Pour Abdoulmoumouni Abbas, spécialiste des questions de radicalisation et d’extrémisme violent au Sahel, l’intérêt américain ne se limite pas à la sécurité régionale :

« Les États-Unis ont des intérêts multiples dans cette zone. Leur présence à Agadez, par exemple, vise à combattre le trafic de stupéfiants, la criminalité transfrontalière, le terrorisme et les flux migratoires illégaux. Ces phénomènes, en particulier la criminalité organisée, prennent de l’ampleur. »

Parallèlement, Washington intensifie son appui logistique et renseignement au Nigeria pour contrer les groupes djihadistes affiliés à l’État islamique. Cependant, le commandant adjoint de l’Africom a précisé que les États-Unis ne cherchent pas à remplacer leurs bases au Niger, suite à l’expulsion des forces américaines par les autorités locales.

Un message visant à apaiser les tensions et à préserver l’image des États-Unis auprès des populations locales.

Pourquoi cette coopération malgré les tensions ?

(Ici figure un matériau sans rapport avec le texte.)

PR #520, opened 2018-08-20
Fix the deployment targets config update

svidhani:
Update the deployment targets in the config by splitting for each service type which will be updated by the config loader.

### DIFF
--- a/builds/jazz-build-module/service-configuration-data-loader.groovy
+++ b/builds/jazz-build-module/service-configuration-data-loader.groovy
@@ -344,10 +344,20 @@ def loadServiceConfigurationData() {
 			sh "sed -i -- 's/{jazz_admin_creds}/${config_loader.JAZZ.PASSWD}/g' ./config/stg-config.json"
 			sh "sed -i -- 's/{jazz_admin_creds}/${config_loader.JAZZ.PASSWD}/g' ./config/prod-config.json"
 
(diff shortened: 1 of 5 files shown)


builds/jazz-build-module/service-configuration-data-loader.groovy
```diff
@@ -344,10 +344,38 @@ def loadServiceConfigurationData() {
...
 			sh "sed -i -- 's/{jazz_admin_creds}/${config_loader.JAZZ.PASSWD}/g' ./config/prod-config.json"
 
-      sh "sed -i -- 's/{conf_deployment_targets}/${config_loader.JAZZ.DEPLOYMENT_TARGETS}/g' ./config/dev-config.json"
-      sh "sed -i -- 's/{conf_deployment_targets}/${config_loader.JAZZ.DEPLOYMENT_TARGETS}/g' ./config/stg-config.json"
-      sh "sed -i -- 's/{conf_deployment_targets}/${config_loader.JAZZ.DEPLOYMENT_TARGETS}/g' ./config/prod-config.json"
-      sh "sed -i -- 's/{conf_deployment_targets}/${config_loader.JAZZ.DEPLOYMENT_TARGETS}/g' ./config/test-config.json"
+      def apiOptions=""
+      def functionOptions=""
+      def websiteOptions=""
+      for (String item: config_loader.JAZZ.DEPLOYMENT_TARGETS.API) {
```
svidhani: had to do this as we want the array/list of options to be added and sed -i 's/ does only string replacement and we also want to retain the quotes. If there is any better way to do it I am all ears

PR #137, opened 2020-12-16
[feat] Add footer component

Rostislav013:
Result:
Logos are changed to dark in footer.

footer

footerMOBILE

Feel free to suggest hot to improve BEM and styling.

On hover email is underlined.


Chiranjibichapagain (approved):
Hyvää!

client/src/components/Footer/index.tsx
```diff
@@ -0,0 +1,43 @@
+import React from 'react'
+import { FontAwesomeIcon } from '@fortawesome/react-fontawesome'
+import { faGithub } from '@fortawesome/free-brands-svg-icons'
+
+import logo from '../../Assets/logoLight.svg'
```
MikeVedsted, line 5: I think you should use the other version of the logo for better contrast

client/src/components/Footer/Footer.scss
```diff
@@ -0,0 +1,41 @@
+@import '../../SCSS/config';
+
+.footer {
+  background-color: $default;
+  display: flex;
+  justify-content: space-between;
+  align-items: center;
+
```
MikeVedsted, line 8: if your set `color: $textLight;` here, you don't have to do it again for other elements than the link.

client/src/components/Footer/index.tsx
```diff
@@ -0,0 +1,43 @@
...
+          >
+            contact.joinme2020@gmail.com
+          </a>
+        </p>
+        <a
+          className='footer__link'
+          href='https://github.com/MikeVedsted/JoinMe'
+          target='a_blank'
+        >
+          <FontAwesomeIcon className='footer__icon' icon={faGithub} />
```
MikeVedsted, line 36: You can set the size already here, instead of styling your way to it. That way it is relative to the text it is in. 
`<FontAwesomeIcon icon={faGithub} size='2x'/>`

client/src/components/Footer/Footer.scss
```diff
@@ -0,0 +1,41 @@
+@import '../../SCSS/config';
+
+.footer {
+  background-color: $default;
```
MikeVedsted, line 4: your foot isn't sticky or absolutely placed. I guess that is not on purpose.

MikeVedsted (approved):
I know it is in the wireframe but maybe having the logo in the footer is a bit much.

client/src/components/Footer/Footer.scss
Rostislav013: Should it be sticky or absolutely placed?
Cuz I did it specially like this so it will be at the bottom of pages (usually) or can be modified later if some pages does not take full screen

client/src/components/Footer/index.tsx
Rostislav013: I used this way cuz it was alr used by Chiran this way. IF change here then need a change there. Let's keep this way. LAter when refactoring can change.

client/src/components/Footer/index.tsx
Rostislav013: image

Rostislav013: hmm

client/src/components/Footer/Footer.scss
MikeVedsted: We don't always know how much space a page's content will take up. 

Look at these examples for why that is an issue: 
fine
maybe not

PR #140, opened 2020-12-16
[feat] Add form slider component

### LINKED ISSUE #122: [FEAT] Add FormSlider component
Add a FormSlider component to the EventSearch component. 
This should include a slider to select the distance from the location specified by the user in the GoogleAutoComplete field. 

_Check the components division and naming in this figma file: https://www.figma.com/file/CZn7N02015QxKByVw9vRP1/JoinMe-Components?node-id=0%3A1_

DistanceSlider

This is the maximum distance I’m willing to travel to go to an event. 

**🏆 My dream solution would be**  
Just like Chiran’s layout on figma. 

**:2nd_place_medal: But I'd also consider it solved if**    
If it’s just a little bit similar to Chiran’s layout. 

**💭 If you were doing it, what would you do?**  
No idea. Google it.

**♻️ Additional context**  
It is required by the EventSearch component
It doesn’t require other components

**🚀 I'm ready for take off**  

MarinaFroes:
Fixes #122 
### Changes proposed in this pull request:
- This PR includes a FormSlider component (just frontend)

### When reviewing this PR, please consider:
~~- I had to use `useRef` for this and considering this should be avoided, let me know if there's a better way to accomplish the same thing.~~
~~- Maybe I should improve the naming for the classes ( I also get confused with elements and modifiers), if you have suggestions, please add comments.~~
- I had to change the position of the current value, otherwise, it would overlap the initial and final values of the range. Please check screenshots below. If this is a problem, we can think on another way to solve this.
- I also didn't know how to change the color only on the left of the track. 

#### Expectation:
Screenshot 2020-12-16 at 20 51 37

#### Reality (after fixing issue with thumb value positioning and background color):
_@MikeVedsted, thanks so much for the help in your review!_ 🥇 

Screenshot 2020-12-18 at 20 48 57

 _After merging this PR, I will add these changes to the `EventSearch` component in a new PR and it will look like this:_

EventSearch


client/src/App.tsx
```diff
@@ -1,43 +1,21 @@
...
-          }
+      <div style={{ width: '200px', padding: '20px' }}>
+        <FormSlider labelText='Distance from location' />
+      </div>
+      <div style={{ width: '600px', padding: '20px' }}>
+        <FormSlider
+          maxRange={250}
+          labelText='Distance from location'
+          defaultValue={50}
         />
```
Rostislav013, line 17: It will be removed before merging, right?

Rostislav013 (approved):

client/src/App.tsx
MarinaFroes: Yes, that's my intention. This is the working example in case you guys want to pull and test it.

client/src/components/FormSlider/index.tsx
```diff
@@ -0,0 +1,56 @@
...
+  const [distance, setDistance] = useState(defaultValue)
+  const componentRef = useRef<HTMLDivElement>(null)
+
+  useEffect(() => {
+    if (componentRef.current) {
+      const width = componentRef.current.offsetWidth
+      componentRef.current.style.left = `calc(${distance} * (${
+        width / maxRange
+      }px))`
+    }
```
MikeVedsted, line 22: Since you ask for it in the PR... I think all the `useRef` is doing for you in this case is to set the left positioning as an inline style. As much as everyone dislikes inline styling maybe this is actually one of the acceptable use cases, as it would allow you to calculate and dynamically apply the margin or position needed to move the slider value.

client/src/components/FormSlider/index.tsx
```diff
@@ -0,0 +1,56 @@
...
+
+import { FormSliderProps } from '../../types'
+import './FormSlider.scss'
+
+const FormSlider = ({
+  labelText,
+  minRange = 0,
+  maxRange = 100,
+  steps = 5,
+  defaultValue = 20
```
MikeVedsted, line 11: I really like your use of default values in this case :)

MikeVedsted (commented):
There's a slight issue with the placement of the current value. It wanders with the thumb, and is only centered at the default value. I'm willing to forget I saw that though 😅 


initial
right
left

MikeVedsted (commented):
> * Maybe I should improve the naming for the classes ( I also get confused with elements and modifiers), if you have suggestions, please add comments.

I think the "issue" with your naming here, is that you start of with an element at the top level. That restricts you a lot in your naming.

you could have a structure along these lines:

```
.slider {                                      // the overall component - previously form__slider
  ...
  &__range {                             // previously --range
    ...
    &::-webkit-slider-thumb {   // previously --range::-webkit-slider-thumb
      ...
    }
    &::-moz-range-thumb {     // previously --range::-moz-range-thumb 
      ...
    }
  }
  &__subset-labels {               // previously --subtitle-container
    ...
    &--text {                            // previously --subtitle
     ...
    }
  }
  &__value {                          // previously --value-container
    ...
    &--text {                          // previously --value
      ...
    }
  }
}
```

MikeVedsted:
> * I also didn't know how to change the color only on the left of the track.
First off,  I don't think this is too important. But if you want to implement it, I think inline styling (Again, I know, I'm sorry) is probably the easiest way to achieve it. 

You can style the `range` background as a gradient with four stops and update them dynamically. 
Gradient along these lines: 
`background: linear-gradient(90deg, $primary 0%,  $primary {currentValue},  $secondary {currentValue}, $secondary  100%);`

MarinaFroes:
> There's a slight issue with the placement of the current value. It wanders with the thumb, and is only centered at the default value. I'm willing to forget I saw that though 😅

 I know and that's killing me. I also need to change the color on the track to the left. I'll convert this to a draft, it's still work in progress. And I'll fix the rest of the issues as well.

Rostislav013 (approved):

client/src/components/FormSlider/index.tsx
```diff
@@ -0,0 +1,58 @@
...
+  maxRange = 100,
+  steps = 5,
+  initialValue = 20
+}: FormSliderProps) => {
+  const [value, setValue] = useState(initialValue)
+  const [relativeValue, setRelativeValue] = useState(initialValue)
+  const [thumbPosition, setThumbPosition] = useState('')
+
+  useEffect(() => {
+    const relativeValue = ((value - minRange) * 100) / (maxRange - minRange)
```
MikeVedsted, line 17: Does it get confusing to have two constants with the same name (relativeValue )?

MikeVedsted (approved):
Nice job :) 
Only thing I'm missing, is a handling function that ties it together with form but that is being implemented when inserting in the form?

Chiranjibichapagain (approved):
:+1:

client/src/components/FormSlider/index.tsx
MarinaFroes: Good point, I'm gonna fix it.

PR #143, opened 2020-12-17
[FEAT] Add dropdown items

MikeVedsted:
Adding reusable dropdown item components for links and functions separately.

Related issues:
#142 and #114

Issue #114, opened 2020-12-15
[FEAT] Add logout


MikeVedsted:
**💡 I would really like to solve or include**   
Clearly and concisely describe the problem you are trying to solve.   

When logged in, the only way to log out is currently to close the browser entirely.
We should have and display a log out button when user is authenticated.

**👶 How would a user describe this?**   
Describe how users are affected by statements users might make or a user story.  
  
"How do I log out? Can anyone just use my device and info now?!"

**🏆 My dream solution would be**  
Describe the best possible scenario of this being implemented.  
Different config of google login button, that removes the cookie and redirects to landing page

**🚀 I'm ready for take off**  
Before submitting, please mark if you:  
- [x] Checked that this feature doesn't already exists  
- [x] Checked that a feature request doesn't already exists  
- [x] Went through the user flow, and understand the impact  
- [x] Made sure the request shows why it is important to users but doesn't exaggerate the value

MikeVedsted:
Need clarification on what the component will be embedded in

PR #144, opened 2020-12-17
[FEAT] Add nav dropdown container

MikeVedsted:
Adding dropdown container, styles and logout functionality to feed the item component. 

Related PR:
#143 
Related issues:
#141 and #114

### DIFF
--- a/client/src/components/NavDropdown/NavDropdown.scss
+++ b/client/src/components/NavDropdown/NavDropdown.scss
@@ -30,11 +30,11 @@
     align-items: center;
     width: 100%;
     padding: 10px 5px;
-  
+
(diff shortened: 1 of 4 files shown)


Rostislav013 (approved):

MarinaFroes (approved):
Great. 🏅 
For future improvement, do you think we could close it (hide it) when clicking anywhere outside of it?

And I think it's not supposed to go up when scrolling down, right (see screenshot)? I mean it probably would have to be fixed. But this can be a future improvement as well.
Screenshot 2020-12-17 at 18 59 59

Chiranjibichapagain (approved):
:+1:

  • Lutte contre le terrorisme : Priorité absolue pour les États-Unis dans une zone sous haute menace djihadiste.
  • Sécurité des flux migratoires : Contrôle des routes empruntées par les migrants en direction de l’Europe.
  • Stabilité régionale : Prévention de l’effondrement sécuritaire susceptible d’affecter les voisins comme le Nigeria ou le Tchad.
  • Intérêts économiques : Protection des ressources stratégiques et des corridors commerciaux.

Cette approche reflète une réorientation stratégique de Washington, privilégiant des partenariats ciblés malgré les désaccords politiques.